Detecting commonality in multidimensional fish movement histories using sequence analysis

Background

Acoustic telemetry, for tracking fish movement histories, is multidimensional capturing both spatial and temporal domains. Oftentimes, analyses of such data are limited to a single domain, one domain nested within the other, or ad hoc approaches that simultaneously consider both domains. Sequence analysis, on the other hand, offers a repeatable statistical framework that uses a sequence alignment algorithm to calculate pairwise dissimilarities among individual movement histories and then hierarchical agglomerative clustering to identify groups of fish with similar movement histories.

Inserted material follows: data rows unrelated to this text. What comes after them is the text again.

PR #247, opened 2015-03-04
buildsystem: improved check for c++14 and clang

JonasBorchelt:


franciscod:
:+1: :ship: :it:

TheJJ:
although i don't like the reformat of the authors list, we probably just have to accept it.

the update itself: :+1:

franciscod:
:confetti_ball: :fireworks: :tada:

PR #248, opened 2015-03-05
Casesensitivity fixes

TheJJ:
Probably closes #243 and finally resolves #55.

Implements case insensitive file name fetching for the whole conversion process.

Please test on all plattforms and game versions, especially @dopsi @Almin17 and @SkySkimmer are encouraged to try whether this branch works for them.

@goto-bus-stop, please review the HD support of this, I can't test it because of a lacking installation.

### DIFF
--- a/py/openage/util.py
+++ b/py/openage/util.py
@@ -1,4 +1,4 @@
-# Copyright 2014-2014 the openage authors. See copying.md for legal info.
+# Copyright 2014-2015 the openage authors. See copying.md for legal info.
 
 
 class NamedObject:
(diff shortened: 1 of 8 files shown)


py/openage/util.py
```diff
@@ -48,3 +57,66 @@ def gen_dict_key2lists(keys):
...
+    a file of any case.
+    """
+
+    import os
+
+    # get actual file names
+    files = os.listdir(directory)
+
+    # create idx->filename dict
+    idxmap = dict(zip((i for i in range(len(files))), files))
```
zuntrax: idxmap = dict(enumerate(files))

goto-bus-stop:
There's still a file_get_path call in HDLanguageFile:
https://github.com/TheJJ/openage/blob/casesensitivity/py/openage/convert/hdlanguagefile.py#L22

It can be removed entirely, because the path is accurate before any HDLanguageFile gets instantiated.

Without that line, I get another error:
```
  File "/usr/lib/python3.4/runpy.py", line 170, in _run_module_as_main
    "__main__", mod_spec)
  File "/usr/lib/python3.4/runpy.py", line 85, in _run_code
    exec(code, run_globals)
  File "/tmp/openage/py/openage/convert/__main__.py", line 71, in <module>
    main()
  File "/tmp/openage/py/openage/convert/__main__.py", line 68, in main
    args.handler(args)
  File "/tmp/openage/py/openage/convert/mediafile.py", line 317, in media_convert
    with open(fname, "wb") as f:
FileNotFoundError: [Errno 2] No such file or directory: 'assets/converted/Data/gamedata_x1.drs/60012.bin'
```

Which might just as well be on my side. I'll have a better look later today.

py/openage/util.py
TheJJ: jup, thx

TheJJ:
updated, probably will work for you now @goto-bus-stop, mkdirs was missing for the output folders

goto-bus-stop:
Yep, all good!

dopsi:
Works well now, thanks :+1:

The objective of this paper is to explore how acoustic telemetry data can be fit to this statistical framework and used to identify commonalities in the movement histories of acoustic-tagged sea lamprey during upstream migration through the St. Clair-Detroit River System.

Results

Five significant clusters were identified among individual fish. Clusters represented differences in timing of movements (short vs long duration in the Detroit R. and Lake St. Clair); extent of upstream migration (ceased migration in Lake St. Clair, lower St. Clair R., or upper St. Clair R.), and occurrence of fallback (return to Lake St. Clair after ceasing migration in the St. Clair R.). Inferences about sea lamprey distribution and behavior from these results were similar to those reached in a previous analysis using ad-hoc analysis methods.

Conclusions

The repeatable statistical framework outlined here can be used to group sea lamprey movement histories based on shared sequence characteristics (i.e., chronological order of “states” occupied). Further, this framework is flexible and allows researchers to define a priori the movement aspect (e.g., order, timing, duration) that is important for identifying both common or previously undetected movement histories. As such, we do not view sequence analysis as a panacea but as a useful complement to other modelling approaches (i.e., exploratory tool for informing hypothesis development) or a stand-alone semi-quantitative method for generating a simplified, temporally and spatially structured view of complex acoustic telemetry data and hypothesis testing when observed patterns warrant further investigation.